Me: Where’s your water bottle?

3yo: I don’t know.

Me: Can you please go look for it?

3yo: *without moving or breaking eye contact* I can’t find it.

@JohnHilsen

You gotta admit that humans are the ultimate #1 lifeform because we’re essentially half mermaid but we also have legs for kicking and stuff.

@therepoguy

Me: I love you..Marry Me!

Burrito: I’m a Burrito..stop drinking.

@birbigs

All the roles in Gravity were played by Martin Lawrence.

@DaddyJew

Why yes, lady with a cracked IPhone, I’d love it if you’d hold my baby.

@NikiWithIssues

You can’t give me a mini fan at work and expect me not to spend the whole morning pretending I’m a model doing a photo shoot.
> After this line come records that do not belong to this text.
PR #788, opened 2017-11-27
Per issue 593, append .yml to each filename used in the generated con…

nuala33:
…figmap. I wasn't able to see my alerts in the Prometheus UI until I did this

### DIFF
--- a/contrib/kube-prometheus/hack/scripts/generate-rules-configmap.sh
+++ b/contrib/kube-prometheus/hack/scripts/generate-rules-configmap.sh
@@ -13,6 +13,6 @@ EOF
 
 for f in assets/prometheus/rules/*.rules.y*ml
 do
-  echo "  $(basename $f): |+"
+  echo "  $(basename $f | sed s/\.yml//): |+"
   cat $f | sed "s/^/    /g"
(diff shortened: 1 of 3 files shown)


contrib/kube-prometheus/hack/scripts/generate-rules-configmap.sh
```diff
@@ -13,6 +13,6 @@ EOF
 
 for f in assets/prometheus/rules/*.rules.y*ml
 do
-  echo "  $(basename $f): |+"
+  echo "  $(basename $f | sed s/\.yml//): |+"
```
brancz: We'll need the same regex in this case as [here](https://github.com/coreos/prometheus-operator/pull/780/files#diff-2005db90391a36dfb67a1e855f6c770fR14), as we should support both `yml` as well as `yaml`.

nuala33: Fixed using quotes in the most recent commit. Additionally, please let me know if the values.yml file looks correct now :)

brancz:
all of this lgtm, thanks a lot!

PR #789, opened 2017-11-28
Fix cluster:container_cpu_usage:ratio rule

slok:
Hi! :)

This small PR fixes `cluster:container_cpu_usage:ratio` rule for K8s metrics rules.


brancz:
thanks!

PR #794, opened 2017-11-29
kube-prometheus: Add Prometheus 2.0 rules

brancz:
@ant31

### DIFF
--- a/contrib/kube-prometheus/assets/prometheus/rules/prometheus.rules.yaml
+++ b/contrib/kube-prometheus/assets/prometheus/rules/prometheus.rules.yaml
@@ -42,3 +42,30 @@ groups:
     annotations:
       description: Prometheus {{ $labels.namespace }}/{{ $labels.pod}} is not connected
         to any Alertmanagers
+  - alert: PrometheusTSDBReloadsFailing
+    expr: increase(prometheus_tsdb_reloads_failures_total[2h]) > 0
+    for: 12h
+    labels:
+      severity: warning
+    annotations:
+      description: '{{$labels.job}} at {{$labels.instance}} had {{$value | humanize}}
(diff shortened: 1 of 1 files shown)


contrib/kube-prometheus/assets/prometheus/rules/prometheus.rules.yaml
```diff
@@ -42,3 +42,30 @@ groups:
...
+    for: 12h
+    labels:
+      severity: warning
+    annotations:
+      description: '{{$labels.job}} at {{$labels.instance}} had {{$value | humanize}}
+        reload failures over the last four hours.'
+      summary: Prometheus has issues reloading data blocks from disk
+  - alert: PrometheusTSDBCompactionsFailing
+    expr: increase(prometheus_tsdb_compactions_failed_total[2h]) > 0
+    for: 12h
```
ant31: ?

brancz: this means that there have to be compaction fails within two hour periods for the past 12 hours

contrib/kube-prometheus/assets/prometheus/rules/prometheus.rules.yaml
```diff
@@ -42,3 +42,30 @@ groups:
...
+    labels:
+      severity: warning
+    annotations:
+      description: '{{$labels.job}} at {{$labels.instance}} had {{$value | humanize}}
+        compaction failures over the last four hours.'
```
Quentin-M: Where does the `four hours` come from?

brancz: whoops, you're right, seems like that was mistaken with the alerting rule below

PR #1171, opened 2018-04-03
prometheus: Make relabeling fields optional

### LINKED ISSUE #1167: Bug: sourceLabels should not be required in RelabelConfig
Prometheus Operator v0.17.0, Prometheus v2.2.1.

## Problem
For now, if you try to use `action: labeldrop`, you will get the following error in Prometheus:
```
labeldrop action requires only 'regex', and no other fields"
```

## Service Monitor Example
```
kind: ServiceMonitor
metadata:
  name: node-exporter
  labels:    prometheus: main
spec:
  jobLabel: prometheus-target
  selector:
    matchLabels:
      prometheus-target: node-exporter
  namespaceSelector:
    matchNames:
    - kube-prometheus
  endpoints:
  - port: https
    scheme: https
    bearerTokenFile: /var/run/secrets/kubernetes.io/serviceaccount/token
    tlsConfig:
      insecureSkipVerify: true
    metricRelabelings:
    - action: labeldrop
      regex: endpoint
      sourceLabels: [] # <- ugly hack, but whithout it operator ignores whole relabeling
```

## Extra info
* `replacement`, that is also required according documention, should also not be required
* According to prometheus docs all fields are optional.

brancz:
Closes #1167 

@ant31 @fabxc @mxinden

### DIFF
--- a/Documentation/api.md
+++ b/Documentation/api.md
@@ -245,12 +245,12 @@ RelabelConfig allows dynamic rewriting of the label set, being applied to sample
 
 | Field | Description | Scheme | Required |
 | ----- | ----------- | ------ | -------- |
-| sourceLabels | The source labels select values from existing labels. Their content is concatenated using the configured separator and matched against the configured regular expression for the replace, keep, and drop actions. | []string | true |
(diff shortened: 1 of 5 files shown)


brancz:
@distol good catch, do you want to create a PR with an if condition around that and only create the source_labels field if it's not nil?

distol:
Yes, sure.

It’s science.

@just1fool

Autocorrect changed, “Felt good right?” to “Hours of delight” so I sent it because it’s not my lie at this point.

@mdob11

Hipsters is what happens when you tell every child they’re special.

@TheToddWilliams

Superman could have become a doctor, using his x-ray vision to detect life threatening tumors. But no, we really needed another journalist.

@marknorm

After learning about hieroglyphics, it makes you realize that Egyptians invented the emoji.